From 01dc1b1563b727a9d725e3b9137617f091936117 Mon Sep 17 00:00:00 2001
From: Nicolas Hug <contact@nicolas-hug.com>
Date: Wed, 2 Apr 2025 10:57:47 +0100
Subject: [PATCH 09/18] NULL -> nullptr

---
 src/torchcodec/_core/Encoder.cpp | 6 +++---
 1 file changed, 3 insertions(+), 3 deletions(-)

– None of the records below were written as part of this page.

PR #451, opened 2021-01-31
Ensure REPL arguments are processed by the ArgsResolver

owenv:
Introduce a new Job.ArgTemplate case which represents "squashed" arguments, so we can represent the structure of LLDB's --repl= argument and resolve the args which will be used to configure the frontend before concatenating them. The old behavior wasn't causing too many problems in practice, but this should make it easier to eventually launch the REPL as the last step in a multi-job build plan.

Also, this PR shell escapes arguments when printing jobs with -###, matching the behavior of the old driver


owenv:
@swift-ci please test

artemcm (approved):
This looks good to me, thank you @owenv .

owenv:
@swift-ci please test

diff --git a/src/torchcodec/_core/Encoder.cpp b/src/torchcodec/_core/Encoder.cpp
index e5c4cf18..67def23f 100644
--- a/src/torchcodec/_core/Encoder.cpp
+++ b/src/torchcodec/_core/Encoder.cpp
@@ -13,7 +13,7 @@ Encoder::~Encoder() {}
 Encoder::Encoder(int sampleRate, std::string_view fileName)
     : sampleRate_(sampleRate) {
   AVFormatContext* avFormatContext = nullptr;
-  avformat_alloc_output_context2(&avFormatContext, NULL, NULL, fileName.data());
+  avformat_alloc_output_context2(&avFormatContext, nullptr, nullptr, fileName.data());
   TORCH_CHECK(avFormatContext != nullptr, "Couldn't allocate AVFormatContext.");
   avFormatContext_.reset(avFormatContext);
 
@@ -71,7 +71,7 @@ Encoder::Encoder(int sampleRate, std::string_view fileName)
   // We're allocating the stream here. Streams are meant to be freed by
   // avformat_free_context(avFormatContext), which we call in the
   // avFormatContext_'s destructor.
-  avStream_ = avformat_new_stream(avFormatContext_.get(), NULL);
+  avStream_ = avformat_new_stream(avFormatContext_.get(), nullptr);
   TORCH_CHECK(avStream_ != nullptr, "Couldn't create new stream.");
   avcodec_parameters_from_context(avStream_->codecpar, avCodecContext_.get());
 }
@@ -117,7 +117,7 @@ void Encoder::encode(const torch::Tensor& wf) {
       AV_NUM_DATA_POINTERS,
       " channels per frame.");
 
-  ffmpegRet = avformat_write_header(avFormatContext_.get(), NULL);
+  ffmpegRet = avformat_write_header(avFormatContext_.get(), nullptr);
   TORCH_CHECK(
       ffmpegRet == AVSUCCESS,
       "Error in avformat_write_header: ",

From 691dde73a02b8a67ccca1a1ea2d769f288dc4b9a Mon Sep 17 00:00:00 2001
From: Nicolas Hug <contact@nicolas-hug.com>
Date: Wed, 2 Apr 2025 11:17:43 +0100
Subject: [PATCH 10/18] Use 'status' instead of ffmpegRet

---
 src/torchcodec/_core/Encoder.cpp | 78 ++++++++++++++++----------------
 test/decoders/test_ops.py        | 29 +++++++++---
 2 files changed, 62 insertions(+), 45 deletions(-)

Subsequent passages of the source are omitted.